Similar suspicious burials surround other First Dynasty monuments at Abydos. One of them, which belonged to a queen, had not only the bodies of her servants but the implements with which they had rendered service—vases with the potter, paints with the artist, needles with the court ladies.

In all fairness to the Egyptians it must be said that the First Dynasty tombs are the only ones that have these sacrificial burials, though there are hints of the practice in some of the predynastic burials at Hierakonpolis. Such extravagance with human life is more typical of barbaric periods (at least we civilized folk like to think so). More sophisticated cultures tend to develop magical substitutes.

When the Abydos royal tombs were discovered, everyone shook hands all around and checked one point off the list: First Dynasty royal tombs, okay. Then somebody began digging at Sakkara.
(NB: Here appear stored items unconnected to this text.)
PR #936, opened 2021-09-30
Fix resource ordering

keithduncan:
Subsequent to https://github.com/buildkite/elastic-ci-stack-for-aws/pull/928 I found more resource ordering issues.

Similar to that change which ensures the IAM control pane continues to allow instances to `autoscaling:TerminateInstanceInAutoScalingGroup` under stack deletion, this change aims to enforce a delete ordering on the VPC resources such that the instances continue to have the _network access_ needed to instigate that terminate action. Previously there was no order dependency on the route table or route table to subnet association. Under stack deletion we could rip the networking out from under the instances again preventing them from ever being able to self terminate. This was fine so long as the instances weren’t protected from scale in because the ASG would initiate termination of them. Now that it can’t it requires a manual intervention to terminate the instance.

This change:

- Moves the conditional and standalone `AWS::IAM::Policy` resources into conditional statements of the existing `IAMPolicy` resource. There already exists a `DependsOn` relationship on this resource as of #928. Because these are conditionally created resources we cannot `DependsOn` them specifically.
- Attempts to create an unconditional `VpcComplete` resource that can be `DependsOn` by the `AutoScalingGroup` that itself establishes a conditional relationship on the leaf nodes of the VPC configuration. I’m not sure if this part is going to work yet.

### DIFF
--- a/templates/aws-stack.yml
+++ b/templates/aws-stack.yml
@@ -670,11 +670,11 @@ Resources:
   # a strict ordering can be established on teardown.
   VpcComplete:
     Type: AWS::CloudFormation::WaitConditionHandle
-    Condition: CreateVpcResources
-    DependsOn:
-      - RouteDefault
-      - Subnet0Routes
-      - Subnet1Routes
+    Metadata:
+      VpcResources: !If
+        - CreateVpcResources
+        - [ !Ref RouteDefault, !Ref Subnet0Routes, !Ref Subnet1Routes ]
+        - !Ref AWS::NoValue
 
   BuildkiteAgentTokenParameter:
     Type: AWS::SSM::Parameter
@@ -1004,6 +1004,7 @@ Resources:
     Type: AWS::AutoScaling::AutoScalingGroup
     DependsOn:
       - IAMPolicies
+      - VpcComplete
     Properties:
       VPCZoneIdentifier: !If [ "CreateVpcResources", [ !Ref Subnet0, !Ref Subnet1 ], !Ref Subnets ]
       MixedInstancesPolicy:
--- a/templates/aws-stack.yml
+++ b/templates/aws-stack.yml
@@ -752,7 +752,8 @@ Resources:
         Statement:
           - !If
             - HasSecretsBucket
-            - Effect: Allow
+            - Sid: SecretsBucket
+              Effect: Allow
               Action:
                 - s3:Get*
                 - s3:List*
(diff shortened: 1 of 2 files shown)


templates/aws-stack.yml
```diff
@@ -665,6 +666,16 @@ Resources:
       SubnetId: !Ref Subnet1
       RouteTableId: !Ref Routes
 
+  # A resource that depends on the leaf nodes of the VPC configuration so that
+  # a strict ordering can be established on teardown.
+  VpcComplete:
+    Type: AWS::CloudFormation::WaitConditionHandle
```
keithduncan, line 672: We don’t create a wait condition for this handle so it completes immediately, this is just a convenient cloudformation type to use for the 'barrier' resource.

keithduncan:
I have created and deleted a stack from this template and the ordering was as I expected.

templates/aws-stack.yml
```diff
@@ -665,6 +666,16 @@ Resources:
...
+    Metadata:
+      VpcResources: !If
+        - CreateVpcResources
+        - [ !Ref RouteDefault, !Ref Subnet0Routes, !Ref Subnet1Routes ]
```
pda, line 676: I assume these are meaningless as metadata, and only present to make this `VpcComplete` resource implicitly depend on those other resources? And maybe you can't use a regular `DependsOn` because they don't support conditionality like `!If CreateVpcResources`?

templates/aws-stack.yml
```diff
@@ -739,6 +750,36 @@ Resources:
...
+                - s3:GetObjectVersion
+                - s3:GetObjectVersionAcl
+                - s3:ListBucket
+                - s3:PutObject
+                - s3:PutObjectAcl
+                - s3:PutObjectVersionAcl
+              Resource:
+                - !Sub "arn:aws:s3:::${ArtifactsBucket}/*"
+                - !Sub "arn:aws:s3:::${ArtifactsBucket}"
+            - !Ref AWS::NoValue
```
pda, line 782: A small part of me likes that these were separate policies, with names indicating what they're for.
But not a big part.
Maybe we could add descriptive statement IDs (`Sid`) to give them descriptive names at least?

pda (commented):
Looking good.

templates/aws-stack.yml
keithduncan: Exactly correct :+1:

templates/aws-stack.yml
keithduncan: I agree, though there is no way to conditionally `DependsOn` them because they were themselves `Condition`d resources.

We could do the same trick as for the VPC with the policies, but I think it’s less to think about having them conditionally shimmed into the `IAMPolicies` resource that can be unconditionally `DependsOn`d.

Adding an `Sid` is a good idea :+1: our other option would be to make these managed policies which are included in the role directly creating a suitable dependency chain. `ASG -> LaunchTemplate -> InstanceProfile -> IAMRole ->> ManagedPolicies`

Every tourist to Egypt knows Sakkara. It is one of the ancient cemeteries of Memphis, conveniently close to modern Cairo. The said tourist is dragged to Sakkara by his guide in order to see the Step Pyramid of the Third Dynasty, the private tombs of the Fifth and Sixth Dynasties, and the Serapeum of the late empire. He spends a morning, or a day, and comes away with aching feet and the correct impression that there is a lot to see at Sakkara.

Since Memphis was founded by Menes, we would have every reason to expect that he and his successors would choose to be buried near the new capital. If the First Dynasty tombs had not been discovered at Abydos, it would have been a safe bet to look for them at Sakkara.

So, when someone looked, there they were—more First Dynasty tombs, of a size and complexity that strongly suggested they were royal. Even a divine king has only one body; why should he require two tombs?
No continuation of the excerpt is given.